*** Begin section ***

PR #38, opened 2015-01-14
modify gogo to generate (more) stable import names

PatrickDropbox:
This reduces the churn in the generated code (at dropbox, we check in the generated code into our repos)

### DIFF
--- a/protoc-gen-gogo/generator/helper.go
+++ b/protoc-gen-gogo/generator/helper.go
@@ -91,7 +91,7 @@ func (this *pluginImports) NewImport(pkg string) Single {
 func (this *pluginImports) GenerateImports(file *FileDescriptor) {
 	for _, s := range this.singles {
 		if s.IsUsed() {
-			this.generator.P(s.Generate())
+            this.generator.PrintImport(s.Name(), s.Location())
 		}
 	}
 }
@@ -99,7 +99,10 @@ func (this *pluginImports) GenerateImports(file *FileDescriptor) {
 type Single interface {
 	Use() string
 	IsUsed() bool
-	Generate() string
+Name() string
+  Location() string
+
+	Generate() string  // DEPRECATED
 }
 
 type importedPackage struct {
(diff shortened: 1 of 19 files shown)


awalterschulze:
We also check in generated code into our repos.

If I run make all
> panic: assignment to entry in nil map
Please run at least make all and make testall before submitting a pull request.

Maybe you want to explain how this reduces churn?

PatrickDropbox:
ah, much better (I only ran make tests before)

take a look at the test files.  we were importing the same packages multiple times with different name suffixes; these suffixes can change whenever the proto definitions are modified.  This results in a massive diffs whenever we recompile and check in proto files

protoc-gen-gogo/generator/helper.go
```diff
@@ -99,7 +99,10 @@ func (this *pluginImports) GenerateImports(file *FileDescriptor) {
 type Single interface {
 	Use() string
 	IsUsed() bool
-	Generate() string
+	Name() string
+	Location() string
+
+	Generate() string // DEPRECATED
```
awalterschulze: Please delete this method in the interface and in the implementation.
I don't like deprecated code lying around its not a necessity.

test/thetest.proto
```diff
@@ -583,10 +583,10 @@ message UnrecognizedWithEmbed {
 }
 
 //begin versioned: only for protoc 2.6.0 and up
-message SampleOneOf {
-  oneof test_oneof {
-    string name = 4;
-    NinOptNative sub_message = 9;
-  }
-}
+// // message SampleOneOf {
```
awalterschulze: I have made a fix for this that I haven't pushed yet.
My bad.
If possible could you please revert the change on this file.
Sorry.

awalterschulze:
This is a great patch.
Thank you very much.

PatrickDropbox:
rm deprecated function + reverted thetests.proto.

awalterschulze:
Thank you very much this is great :)

PR #45, opened 2015-04-10
Removed redundant and overzealous deduplicating of code for import statements

laurent-descrivan:
There is an issue regarding missing import statements when importing external .proto of a package, while also using a custom type of the very same package;

/main.proto

    package whatever

    import "custom/pkg/protofile.proto";

    message Object {
        optional bytes CustomField = 1 [(gogoproto.customtype) = "custom/pkg.CustomType"];
    }

/custom/pkg/protofile.proto

    package pkg;
    // whatever

/custom/pkg/customtype.go

    package pkg

    type CustomType struct { ... }

With this kind of structure, the generated main.pb.go will contain

    package whatever
    ....
    import pkg "custom/pkg"
    // import custom_pkg "custom/pkg" should also be present, but is not written
    ...
    type Object struct {
        CustomField *custom_pkg.CustomType `protobuf:....`
    }

In this generated main.pb.go, as the commented line is not present, the go compilation fails. I believe the code was to deduplicate the list of import statements, but fails to do so flawlessly, and is redundant since the commit 21e69275ee366ae7cebebe584f20ec360289337c. This pull request fixes that.

That would be great if the fix could be merged in the main repository, thanks. I am available for any question.


awalterschulze:
Could you please add a test in a new folder under the test folder?

laurent-descrivan:
I have added the test case, this fails for current master, and pass with the fix.

awalterschulze:
Thank you very much :)

laurent-descrivan:
Great, thanks ! I have another small fix on the way too. I'll make another PR when ready.

awalterschulze:
That is good news :)

Issue #36, opened 2014-12-22
Work In Progress: casttype (new type of customtype)


tv42:
main.go:
```go
package main

//go:generate protoc -I. -I$GOPATH/src -I$GOPATH/src/github.com/gogo/protobuf/protobuf --gogo_out=. repro.proto

type T uint32

func main() {
}
```

repro.proto:
```protobuf
package repro;

option go_package = "main";

import "github.com/gogo/protobuf/gogoproto/gogo.proto";

option (gogoproto.unmarshaler_all) = true;

message M {
  required uint32 X = 1 [(gogoproto.nullable) = false, (gogoproto.customtype) = "T"];
}
```

```console
$ go generate && go build
# _/home/tv/src/2014/protobuf-bug-type
./repro.pb.go:69: invalid operation: m.X |= uint32(b) & 127 << shift (mismatched types T and uint32)
```

tv42:
It seems just changing 

```go
				m.X |= (uint32(b) & 0x7F) << shift
```

to

```go
				m.X |= T((uint32(b) & 0x7F) << shift)
```

would be enough. I'm not sure if you want to keep this separate from `customtype`, which is always a length-prefixed []byte thing.

tv42:
Oh and MarshalBinary won't really solve this, because the wire format is different when the .proto says `uint32` vs `bytes`.

awalterschulze:
I agree MarshalBinary does not solve this, it might just make this use case less important.

awalterschulze:
We should also think about what happens when the type is another message and the field has a customtype.

For example:

message A {
  optional Uuid Id = 1 [(gogoproto.customtype="uuid")];
}

message Uuid {
  optional fixed64 First8Bytes = 1;
  optional fixed64 Second8Bytes = 2;
}

I have seen this exact use case in the wild.

This means that the go client would prefer just to work with the uuid type, but another client prefers the message type.

petermattis:
[...]

Issue #28, opened 2014-12-03
Vote For New Feature: Support BinaryMarshaler and TextMarshaler for custom types


awalterschulze:
_From [joa...@dynamic-design.se](https://code.google.com/u/116413275603785449127/) on September 29, 2014 21:40:54_

I have several times tried using custom types (mostly existing types from imported packages) with no luck. It always fails when I don't want to implement the proto.Marshaler interface, since I then have to wrap the type which bring (IMO) unnecessary complexity.

Since we can use a byte slice as a custom type, wouldn't it be perfectly logical to just use the existing go interface for marshalling to/from binary? ( http://golang.org/pkg/encoding/#BinaryMarshaler ) 

Also it should not be hard at all to implement, if you don't want this change maybe you could point me to the proper place for me to implement it locally?

_Original issue: http://code.google.com/p/gogoprotobuf/issues/detail?id=28_

tv42:
Personally I've never used Equal or Populate, but encounter the need for custom marshaling every now and then. For me, personally, it's not the end of the world if types using MarshalBinary won't work with Equal or Populate.

awalterschulze:
If customtype does not work with Equal and Populate is also does not work for any test generation.
I think this is a little scary, since your custom type is not tested anywhere else.

I think there are a couple of ideas about Equal, Marshaling and then checking, reflect.DeepEqual after finding that the type does not implement the equaler interface.

I hope testing/quick.Generator is used a lot in the standard library, since then this is a perfect replacement for Populate.

I just haven't had the time to check.

awalterschulze:
Ok quick.Generator does not look very popular in the standard library :(

grep -R "Generate(rand" .                         ./crypto/tls/handshake_messages_test.go:func (*clientHelloMsg) Generate(rand *rand.Rand, size int) reflect.Value {
./crypto/tls/handshake_messages_test.go:func (*serverHelloMsg) Generate(rand *rand.Rand, size int) reflect.Value {
./crypto/tls/handshake_messages_test.go:func (*certificateMsg) Generate(rand *rand.Rand, size int) reflect.Value {
./crypto/tls/handshake_messages_test.go:func (*certificateRequestMsg) Generate(rand *rand.Rand, size int) reflect.Value {
./crypto/tls/handshake_messages_test.go:func (*certificateVerifyMsg) Generate(rand *rand.Rand, size int) reflect.Value {
[...]

PR #46, opened 2015-04-14
Fixed generated unmarshalling of ints with custom types.

petermattis:
Previously the generated code wouldn't even compile. Not sure if this is the right approach. Note that the `Marshal` and `Unmarshal` methods are never called for int wire types when using the generated marshaler and unmarshaler.

### DIFF
--- a/plugin/unmarshal/unmarshal.go
+++ b/plugin/unmarshal/unmarshal.go
@@ -172,12 +172,13 @@ package unmarshal
 
 import (
 	"fmt"
+	"strconv"
+	"strings"
+
 	"github.com/gogo/protobuf/gogoproto"
 	"github.com/gogo/protobuf/proto"
 	descriptor "github.com/gogo/protobuf/protoc-gen-gogo/descriptor"
 	"github.com/gogo/protobuf/protoc-gen-gogo/generator"
-	"strconv"
-	"strings"
 )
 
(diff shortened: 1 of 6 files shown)


awalterschulze:
CustomType currently only works for bytes.
This is a good idea that has been discussed in these issues.
https://github.com/gogo/protobuf/issues/28
https://github.com/gogo/protobuf/issues/36
I would really love to have this done for all scenarios, since I believe customtype is very useful for more than just bytes.
Maybe you would like to join a discussion so that we first design a good solution for this problem.

PS
Please do not import other projects, even in tests.
I am trying to keep the dependencies to a minimum.

awalterschulze:
I think my main problem was something with NewPopulated.
I think I can probably just let go and do something more practical.

petermattis:
Oops, removed the usage of the `cockroach/util` package. That was just some copy&paste of existing code.

I'll add a comment to #36 which is the exact issue this PR is addressing.

awalterschulze:
Cool :)

awalterschulze:
I hope the proposed casttype will fix this issue for you?
https://github.com/gogo/protobuf/issues/36

awalterschulze:
Please open again if you think this is still relevant.
You might be able to reuse some of this work if you would like to implement casttype.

*** End section ***

▸ EXERCISE DETAILS: Extract every line from the one with "This is a good" down to the final line above, both included, exactly as written.

▸ TASK RESULT:
This is a good idea that has been discussed in these issues.
https://github.com/gogo/protobuf/issues/28
https://github.com/gogo/protobuf/issues/36
I would really love to have this done for all scenarios, since I believe customtype is very useful for more than just bytes.
Maybe you would like to join a discussion so that we first design a good solution for this problem.

PS
Please do not import other projects, even in tests.
I am trying to keep the dependencies to a minimum.

awalterschulze:
I think my main problem was something with NewPopulated.
I think I can probably just let go and do something more practical.

petermattis:
Oops, removed the usage of the `cockroach/util` package. That was just some copy&paste of existing code.

I'll add a comment to #36 which is the exact issue this PR is addressing.

awalterschulze:
Cool :)

awalterschulze:
I hope the proposed casttype will fix this issue for you?
https://github.com/gogo/protobuf/issues/36

awalterschulze:
Please open again if you think this is still relevant.
You might be able to reuse some of this work if you would like to implement casttype.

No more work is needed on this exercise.